CompAir: Synergizing Complementary PIMs and In-Transit NoC Computation for Efficient LLM Acceleration
Hongyi Li, Songchen Ma, Huanyu Qu, Weihao Zhang, Jia Chen, Junfeng Lin, Fengbin Tu, Rong Zhao
Published: 2025/9/17
Abstract
The rapid advancement of Large Language Models (LLMs) has revolutionized various aspects of human life, yet their immense computational and energy demands pose significant challenges for efficient inference. The memory wall, the growing processor-memory speed disparity, remains a critical bottleneck for LLM. Process-In-Memory (PIM) architectures overcome limitations by co-locating compute units with memory, leveraging 5-20$\times$ higher internal bandwidth and enabling greater energy efficiency than GPUs. However, existing PIMs struggle to balance flexibility, performance, and cost-efficiency for LLMs' dynamic memory-compute patterns and operator diversity. DRAM-PIM suffers from inter-bank communication overhead despite its vector parallelism.

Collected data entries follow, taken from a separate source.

PR #419, opened 2017-11-14
Fix popups position for rotated views

### LINKED ISSUE #415: xdg-shell popups don't work anymore on rotated views
1. Open `gnome-calculator`
2. Rotate it
3. Open the combobox
4. It's not at the right position (though, input events work as expected)

This used to work, needs a bisect.

emersion:
Test plan: open `gnome-calculator`, rotate it, click on the combobox. Test with a different screen scale factor too.

Fixes #415

### DIFF
--- a/rootston/output.c
+++ b/rootston/output.c
@@ -17,13 +17,40 @@ static inline int64_t timespec_to_msec(const struct timespec *a) {
 	return (int64_t)a->tv_sec * 1000 + a->tv_nsec / 1000000;
 }
 
+/**
+ * Computes the surface size homogeneous to the global compositor coordinates.
+ */
+static void get_surface_size(struct wlr_surface *surface, double *width,
+		double *height) {
+	double surface_scale = surface->current->scale;
+	*width = (double)surface->current->buffer_width / surface_scale;
+	*height = (double)surface->current->buffer_height / surface_scale;
+}
+
+/**
+ * Rotate a child's position relative to a parent. The parent size is (pw, ph),
+ * the child position is (*sx, *sy) and its size is (sw, sh).
+ */
+static void rotate_child_position(double *sx, double *sy, double sw, double sh,
+		double pw, double ph, float rotation) {
+	if (rotation != 0.0) {
+		// Coordinates relative to the center of the subsurface
+		double ox = *sx - pw/2 + sw/2,
+			oy = *sy - ph/2 + sh/2;
+		// Rotated coordinates
+		double rx = cos(-rotation)*ox - sin(-rotation)*oy,
+			ry = cos(-rotation)*oy + sin(-rotation)*ox;
+		*sx = rx + pw/2 - sw/2;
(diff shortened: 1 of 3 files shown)


rootston/output.c
```diff
@@ -17,13 +17,40 @@ static inline int64_t timespec_to_msec(const struct timespec *a) {
...
 }
 
+/**
+ * Computes the surface size homogeneous to the global compositor coordinates.
+ */
+static void get_surface_size(struct wlr_surface *surface, double *width,
+		double *height) {
+	double surface_scale = surface->current->scale;
+	*width = (double)surface->current->buffer_width / surface_scale;
+	*height = (double)surface->current->buffer_height / surface_scale;
```
acrisci: Isn't this already present in `buffer->current->width|height`?

emersion: You're right, fixed.

rootston/output.c
```diff
@@ -17,13 +17,30 @@ static inline int64_t timespec_to_msec(const struct timespec *a) {
 	return (int64_t)a->tv_sec * 1000 + a->tv_nsec / 1000000;
 }
 
+/**
+ * Rotate a child's position relative to a parent. The parent size is (pw, ph),
+ * the child position is (*sx, *sy) and its size is (sw, sh).
+ */
+static void rotate_child_position(double *sx, double *sy, double sw, double sh,
+		double pw, double ph, float rotation) {
```
acrisci: Out args generally go last.

emersion: So this is in _and_ out. Not sure what to do about it. Maybe make it in-only, and add another pair of out arguments?

rootston/output.c
```diff
@@ -95,36 +103,55 @@ static void render_surface(struct wlr_surface *surface,
...
-			popup_y, rotation);
-		render_xdg_v6_popups(popup, desktop, wlr_output, when, popup_x, popup_y,
-			rotation);
+		double popup_width = popup->surface->current->width;
+		double popup_height = popup->surface->current->height;
+
+		double popup_x = surface->geometry->x + popup->popup_state->geometry.x -
+			popup->geometry->x;
+		double popup_y = surface->geometry->y + popup->popup_state->geometry.y -
+			popup->geometry->y;
```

SRAM-PIM offers sub-10ns latency for matrix operation but is constrained by limited capacity. This work introduces CompAir, a novel PIM architecture that integrates DRAM-PIM and SRAM-PIM with hybrid bonding, enabling efficient linear computations while unlocking multi-granularity data pathways. We further develop CompAir-NoC, an advanced network-on-chip with an embedded arithmetic logic unit that performs non-linear operations during data movement, simultaneously reducing communication overhead and area cost. Finally, we develop a hierarchical Instruction Set Architecture that ensures both flexibility and programmability of the hybrid PIM. Experimental results demonstrate that CompAir achieves 1.83-7.98$\times$ prefill and 1.95-6.28$\times$ decode improvement over the current state-of-the-art fully PIM architecture. Compared to the hybrid A100 and HBM-PIM system, CompAir achieves 3.52$\times$ energy consumption reduction with comparable throughput. This work represents the first systematic exploration of hybrid DRAM-PIM and SRAM-PIM architectures with in-network computation capabilities, offering a high-efficiency solution for LLM.